Dataset entries
PR #3224, opened 2018-06-27
Enable flake8

hmaarrfk:
Flake8 was enabled, but we were ignoring the output so it might as well have been removed.
That said, it is useful to check unused variables, and undefined variables.

I disabled most of the style options that don't make sense when you write mathematical code,
added a few `# noqa` to keep the useful warnings for future code.

Things are mostly split by logical modifications in a few different commits 

I setup flake8 such that it would be much less strict than before and only run on a single build 

## For reviewers

  later.


hmaarrfk:
@scikit-image/core I don't know if you care about flake8, but I find it gives much better error message than running code through python when you have a syntax error. The commit message are now much improved compared to the first version I submitted a few months ago.

.travis.yml
```diff
@@ -38,7 +38,7 @@ matrix:
   include:
     - os: linux
       python: 3.5
-      env: OPTIONAL_DEPS=1 WITH_PYSIDE=1 BUILD_DOCS=1
+      env: OPTIONAL_DEPS=1 WITH_PYSIDE=1 BUILD_DOCS=1 TEST_FLAKE8=1
```
soupault: `RUN_FLAKE8` or smth?

.travis.yml
```diff
@@ -79,6 +79,15 @@ before_install:
     - which python; python --version
     - tools/build_versions.py
     - tools/check_sdist.py
+    # It is really annoying if flake8 causes your tests to fail first
+    # but in the event that you have a typo, flake8 is pretty good at
+    # catching it.
+    # Therefore, it is best to run flake8 first, on a single build
+    # with the oldest version of python we support
+    - if [[ $TEST_FLAKE8 == "1" ]]; then
```
soupault: Should all of this be in a dedicated `tools\flake8.py`?

.travis.yml
```diff
@@ -79,6 +79,15 @@ before_install:
...
+        pip install flake8;
+        flake8;
```
soupault: You probably need to keep the same flake8 arguments as before.

skimage/io/_plugins/util.py
```diff
@@ -6,11 +6,8 @@
 
 # utilities to make life easier for plugin writers.
 
-try:
-    import multiprocessing
-    CPU_COUNT = multiprocessing.cpu_count()
-except:
-    CPU_COUNT = 2
+import multiprocessing
```
soupault: Already in. https://github.com/scikit-image/scikit-image/pull/3434

.travis.yml
hmaarrfk: I think it is all in the `setup.cfg`. I added a dummy commit to trip up flake8 to test it.

.travis.yml
hmaarrfk: done. `flake8.sh`

.travis.yml
hmaarrfk: ok.

hmaarrfk:
@soupault see this build https://travis-ci.org/scikit-image/scikit-image/jobs/436291887#L905 showing we don't need to setup any flake8 command line arguments.

hmaarrfk:
Yeah. Let me think about this again. Flake8 is a little bit of an annoyance when it causes something to fail for no reason. This is especially true when they change their mind about the style guide and whatnot. 

The worst part about this script, is that if somebody else introduces a flake8 error, all future contributors would see red. 

My goal is to have contributors get to green as easily as possible. The goal of these tests should be to guide contributors through the mundane stuff (style, and test infrastructure), while helping them with the technical parts.

soupault:
@hmaarrfk well, a build failing with a redundant whitespace is not what I would like to see either. But having flake8 executed during the early phase of CI routine is pretty useful.
You're right, flake8 is PR-agnostic in this case, and may lead to a chain of red builds.

What is we adjust pep8speaks bot to perform only the most significant checks (as, currently, specified in the PR), and remove flake8 completely (or, at least, disable its influence on the build status)?

Other changes in the PR are very welcome.

setup.cfg
```diff
@@ -1,2 +1,47 @@
 [metadata]
 license_file = LICENSE.txt
+
+[flake8]
+ignore =
```
Borda: you can use full names instead of shortcuts

setup.cfg
```diff
@@ -1,2 +1,47 @@
...
+    F841,
+    # F401 'package' imported but unused. This shows up too much in __init__ files
+    F401,
+    # F403 'from .manage_plugins import *' used; unable to detect undefined names
+    F403,
+    # W391 blank line at end of file
+    W391
+
+exclude =
+    test_*,
```
Borda: why excluding tests?

skimage/io/__init__.py
```diff
@@ -4,7 +4,9 @@
 
 """
 
-from .manage_plugins import *
+from .manage_plugins import (use_plugin, call_plugin, plugin_info,
+                             plugin_order, reset_plugins,
+                             find_available_plugins, available_plugins)
 from .sift import *
```
Borda: why here is not the names list too?

skimage/measure/mc_meta/createluts.py
```diff
@@ -134,10 +134,11 @@ def search_line(lines, refline, start=0):
 
 
 
-def getLutNames(prefix):
+def getLutNames(prefix, luts):
```
Borda: from the review scope, it is not clear but `luts` does not seems to be used

skimage/segmentation/random_walker_segmentation.py
```diff
@@ -30,7 +30,7 @@ def new_del(self):
             pass
     umfpack.UmfpackContext.__del__ = new_del
     UmfpackContext = umfpack.UmfpackContext()
-except:
+except:  # noqa
```
Borda: an exception should be specified et leas by `Exception`

setup.cfg
hmaarrfk: ??? How?

Borda: my bad, it seems that it works only for pylint

setup.cfg
hmaarrfk: Tests often include many data arrays, that are well justified not to follow pep8.

skimage/io/__init__.py
hmaarrfk: you could. I think i gave up on changing style, I mostly like flake8 to find python typos, and not imposing style.

setup.cfg
jni: @hmaarrfk this is true, but test functions themselves should follow PEP8. I'd prefer finer-grained control here. Maybe it's not doable but I prefer to ignore these warnings rather than silence them completely.

skimage/segmentation/random_walker_segmentation.py
jni: I agree, and here we can probably do even better. @JDWarner might have some thoughts?

setup.cfg
hmaarrfk: I really believe that warnings should be set to 0, except when they would add more noise (like in examples).

The idea is that currently the flake8 stuff is just fully being ignore.

skimage/segmentation/random_walker_segmentation.py
hmaarrfk: These kind of maintenance changes really require 3 devs working according to our policies. Will not work with such large sweeping changes without focused effort ;)

stefanv:
Love this; thanks @hmaarrfk! Needs a quick rebase, hopefully not too honerous (err, may well be).

Reminds me about the conversations around black, @jni.  I'd be okay with the way it's used in Napari, e.g.

jni:
Yeah, pre-commit hooks are the right way to implement these things. Unfortunately, though, it makes it harder to get started developing for skimage...

hmaarrfk:
THe flake8 changes I had to actually enact are things like tabulation, and trailing whitespace, I see these as "minor" and better to deal with near the end of the PR, instead of upfront with a pre-commit hook

stefanv:
> THe flake8 changes I had to actually enact are things like tabulation, and trailing whitespace, I see these as "minor" and better to deal with near the end of the PR, instead of upfront with a pre-commit hook

Agreed, for now. My suggestion was for the long term, where I think we would benefit from enforced compliance that simultaneously relieves the burden on the contributor.

I don't think it's much of a problem to help new users with this.  For other projects, I have a single command they can run to install the commit hook, e.g. `make lint-install` (or, perhaps, `python .tools/install-lint.py`.

doc/release/contribs.py
```diff
@@ -0,0 +1,203 @@
+#!/usr/bin/env python
```
grlee77, line 1: Did this file get added to the PR by accident? It does not seem related to anything else here.

grlee77:
This now needs a rebase, but I would be fine with merging once the CI is green. We can always refine things again later as needed.

stefanv:
Implemented using ruff in #6729

PR #3225, opened 2018-06-27
Respect input array type in apply_parallel by default

jakirkham:
## Description

Sets `compute=None` by default and fixes this value to `True` or `False` based on the array type (if the user leaves `compute` unspecified) based on [this discussion]( https://github.com/scikit-image/scikit-image/pull/3121#pullrequestreview-132169980 ).

## Checklist
  existing benchmark
- [ ] Unit tests

## References

Follow-up for lazy `apply_parallel` added in PR ( https://github.com/scikit-image/scikit-image/pull/3121 ).

## For reviewers

  later.

### DIFF
--- a/skimage/util/apply_parallel.py
+++ b/skimage/util/apply_parallel.py
@@ -58,7 +58,7 @@ def _ensure_dask_array(array, chunks=None):
 
 
 def apply_parallel(function, array, chunks=None, depth=0, mode=None,
-                   extra_arguments=(), extra_keywords={}, *, compute=True):
+                   extra_arguments=(), extra_keywords={}, *, compute=None):
     """Map a function in parallel across an array.
 
     Split an array into possibly overlapping chunks of a given depth and
@@ -90,8 +90,10 @@ def apply_parallel(function, array, chunks=None, depth=0, mode=None,
     extra_keywords : dictionary, optional
         Dictionary of keyword arguments to be passed to the function.
     compute : bool, optional
-        Whether to compute right away (default) or
-        skip computing and return a dask Array.
+        If ``True``, compute eagerly returning a NumPy Array.
+        If ``False``, compute lazily returning a Dask Array.
+        If ``None`` (default), compute based on array type provided
+        (eagerly for NumPy Arrays and lazily for Dask Arrays).
 
     Returns
     -------
@@ -112,6 +114,9 @@ def apply_parallel(function, array, chunks=None, depth=0, mode=None,
     if not dask_available:
         raise RuntimeError("Could not import 'dask'.  Please install "
                            "using 'pip install dask'")
+
+    if compute is None:
+        compute = not isinstance(array, da.Array)
 
     if chunks is None:
         shape = array.shape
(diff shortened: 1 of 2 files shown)


skimage/util/apply_parallel.py
```diff
@@ -90,8 +90,9 @@ def apply_parallel(function, array, chunks=None, depth=0, mode=None,
     extra_keywords : dictionary, optional
         Dictionary of keyword arguments to be passed to the function.
     compute : bool, optional
-        Whether to compute right away (default) or
-        skip computing and return a dask Array.
+        Whether to compute eagerly or lazily (returning a Dask Array).
```
soupault: From this docstring it is not clear what `True` and `False` for `compute` actually do. Could you elaborate on the correspondence, please?

jni: what he said. ⬆️ 😛

skimage/util/apply_parallel.py
```diff
@@ -90,8 +90,9 @@ def apply_parallel(function, array, chunks=None, depth=0, mode=None,
...
+        By default eagerly or lazily computes based on array type.
+        So eagerly for NumPy Arrays and lazily for Dask Arrays.
```
jni: Indeed, this paragraph could be cleaned up a fair bit.

skimage/util/apply_parallel.py
```diff
@@ -113,6 +114,12 @@ def apply_parallel(function, array, chunks=None, depth=0, mode=None,
         raise RuntimeError("Could not import 'dask'.  Please install "
                            "using 'pip install dask'")
 
+    if compute is None:
+        if isinstance(array, da.Array):
+            compute = False
+        else:
+            compute = True
```
jni:
```
if compute is None:
    compute = not isinstance(array, da.Array)
```

skimage/util/tests/test_apply_parallel.py
```diff
@@ -47,8 +47,7 @@ def test_apply_parallel_lazy():
     # apply the filter on a Dask Array
     result2 = apply_parallel(threshold_local, d, depth=5,
                              extra_arguments=(3,),
-                             extra_keywords={'mode': 'reflect'},
-                             compute=False)
+                             extra_keywords={'mode': 'reflect'})
```
jni: I would very much like an additional test where the input is a Dask Array and `compute` is True.

skimage/util/apply_parallel.py
jakirkham: Feel free to suggest things here. ;) Had a hard time capturing this concisely.

skimage/util/tests/test_apply_parallel.py
jakirkham: Done in `test_apply_parallel`.

skimage/util/apply_parallel.py
jakirkham: Fixed.

skimage/util/apply_parallel.py
jakirkham: So I tried something. If it works or needs minor fixes, happy to clean up as needed. If it's way off, please suggest what you would like to see here instead. :)

jni:
Thanks @jakirkham and @soupault!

Work order: Each line in the data that holds the string "opened" should be found and copied.

Exercise output:
PR #3224, opened 2018-06-27
PR #3225, opened 2018-06-27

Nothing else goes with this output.